Сила «Одиссеи» заключается в том, что глубинное содержание поэмы Гомер облек «во всю обворожительную красоту поэзии» и тем утвердил его навеки. Гоголя привлекает в «Одиссее», что ее автор, «поэт всех поэтов», оставил древним людям в художественной форме книгу законодательства, когда еще не было никаких письменных законодательств и самих учредителей законов. Многое среди этих законов носит непреходящий характер, и особенно «уважение и почти благоговение к человеку, как представителю образа Божия, ... верование, что ни одна благая мысль не зарождается в голове его без верховной воли высшего нас существа и что ничего не может он сделать своими собственными силами» (64–65). Мы помним, что и ранние отцы Церкви с пристальным вниманием всматривались в Гомера и, отметая его «мифы» о богах, видели во многих нравственных поступках и намерениях героев предвестие христианства. Их мало интересовала художественная форма гомеровских сочинений (позже она привлечет внимание византийских филологов), Гоголь же, как большой мастер слова, именно в поэтической форме видел залог вечности творений великого слепца. Он восхищается мастерством древнего грека, который сумел так искусно организовать каждую песнь и все целое, что изложение представляется естественным и свободно льющимся и одновременно подспудно вливающим в читателя необходимый жизненный опыт. Гомер представляется Гоголю добродушным дедом, который, собрав вокруг себя внуков, ведет неспешный рассказ и заботится постоянно о том, «чтобы не утомить никого, не запугать неуместной длиннотой поученья, но развеять и разнести его невидимо по всему творению, чтобы, играя, набрались все того, что дано не на игрушку человеку, и незаметно бы надыхались тем, что знал он и видел лучшего на своем веку и в своем веке. Можно бы почесть все за изливающуюся без приготовления сказку, если бы по внимательном рассмотрении уже потом не открылась удивительная постройка всего целого и порознь каждой песни». И, опираясь на только что подмеченную целостность и продуманность художественной конструкции «Одиссеи», Гоголь походя отметает все сомнения западных филологов в авторстве Гомера: «Как глупы немецкие умники, выдумавшие, будто Гомер — миф, а все творения его — народные песни и рапсодии!» (65–66)
Гоголь предрекал сильное воздействие публикации перевода «Одиссеи» на русскую словесность в целом.

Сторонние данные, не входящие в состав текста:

PR #2592, opened 2017-11-16
Turn OK MultiStatus -> Status.OK_STATUS

### LINKED ISSUE #2588: LibraryClasspathContainerResolverJob leaves confusing status message when successfully finished
The job finishes normally, but it leaves a confusing error message that does not go away from the Eclipse status bar.

selection_043

It's because `LibraryClasspathContainerResolverService.resolveAll()` starts with the message. The message is intended to be an error message, so we should set it only when there is an error.

```java
  @Override
  public IStatus resolveAll(IJavaProject javaProject, IProgressMonitor monitor) {
    try {
      MultiStatus status = StatusUtil.multi(this, Messages.getString("TaskResolveLibrariesError"));
```

briandealwis:
Fixes #2588

### DIFF
--- a/plugins/com.google.cloud.tools.eclipse.appengine.compat/src/com/google/cloud/tools/eclipse/appengine/compat/cte13/CloudToolsEclipseProjectNotifier.java
+++ b/plugins/com.google.cloud.tools.eclipse.appengine.compat/src/com/google/cloud/tools/eclipse/appengine/compat/cte13/CloudToolsEclipseProjectNotifier.java
@@ -145,6 +145,7 @@ public class CloudToolsEclipseProjectNotifier implements IStartup {
       IStatus result = CloudToolsEclipseProjectUpdater.updateProject(project, progress.newChild(1));
       status.merge(result);
     }
-    return status;
+    // rewrite if OK as otherwise Progress View shows the updating projects message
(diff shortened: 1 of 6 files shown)


plugins/com.google.cloud.tools.eclipse.appengine.compat/src/com/google/cloud/tools/eclipse/appengine/compat/cte13/CloudToolsEclipseProjectNotifier.java
```diff
@@ -145,6 +145,7 @@ private IStatus upgradeProjects(Collection<IProject> projects, SubMonitor progre
       IStatus result = CloudToolsEclipseProjectUpdater.updateProject(project, progress.newChild(1));
       status.merge(result);
     }
-    return status;
+    // rewrite if OK as otherwise Progress View shows the updating projects message
```
elharo: project's

briandealwis: In this case it's literally "Updating projects for …"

Она возвратит многих писателей «к свету», проведя их, как лоцман, сквозь сумятицу современнной литературы. «Она снова напомнит нам всем, в какой бесхитростной простоте нужно воссоздавать природу, как уяснять всякую мысль до ясности почти ощутительной, в каком уравновешенном спокойствии должна изливаться речь наша». «Одиссея» благотворно «подействует на вкус и на развитие эстетического чувства. Она освежит критику», погрязшую ныне в делах, далеких от литературы. «Одиссея», наконец, «своей русской одеждой, в которую облек ее Жуковский, может подействовать значительно на очищение языка». В ней русская речь достигла такой полноты, которой не было не только у самого Жуковского в других его произведениях, но даже у Пушкина и Крылова (66–67). «Одиссея» в переводе Жуковского — недосягаемый образец истинной и великой поэзии, в ней глубинные (у Гоголя они адекватны христианским) цели достигаются исключительно средствами искусства. «Благоухающими устами поэзии навевается на души то, чего не внесешь в них никакими законами и никакой властью!» (70).
Высоко ценил Гоголь и творчество русских поэтов. В их поэзии он видел некий особый «строгий лиризм», которого не ощущал у иноземных поэтов: «...в лиризме наших поэтов есть что-то такое, чего нет у поэтов других наций, именно — что-то близкое к библейскому, — то высшее состояние лиризма, которое чуждо движений страстных и есть твердый воздет в свете разума, верховное торжество духовной трезвости» (75). Гоголь слышит этот лиризм у всех русских поэтов от Ломоносова и Державина до Пушкина и Языкова. Он объясняет его особенностями русской души, которая «неизвестно почему» очень чувствительна к прозрению божественного. И русские поэты, одни сознательно, другие бессознательно, «видели всякий высокий предмет в его законном соприкосновенье с верховным источником лиризма — Богом» (76). Один из источников высокого трезвого лиризма поэзии Гоголь видел в русских «церковных песнях и канонах», высоко возносящих дух поэта (267). Он усматривает два главных предмета, стоявших в центре почти всей русской поэзии и вызывавших лиризм, близкий к библейскому, — Россию и царя, наместника Бога на земле. На большом количестве примеров из русской поэзии Гоголь демонстрирует возвышенно-христианскую любовь наших поэтов к своему отечеству и к монарху; как и славянофилы, он убежден, что русская поэзия прозревала своего рода мессианскую роль России в истории, видела над ней «Божью руку».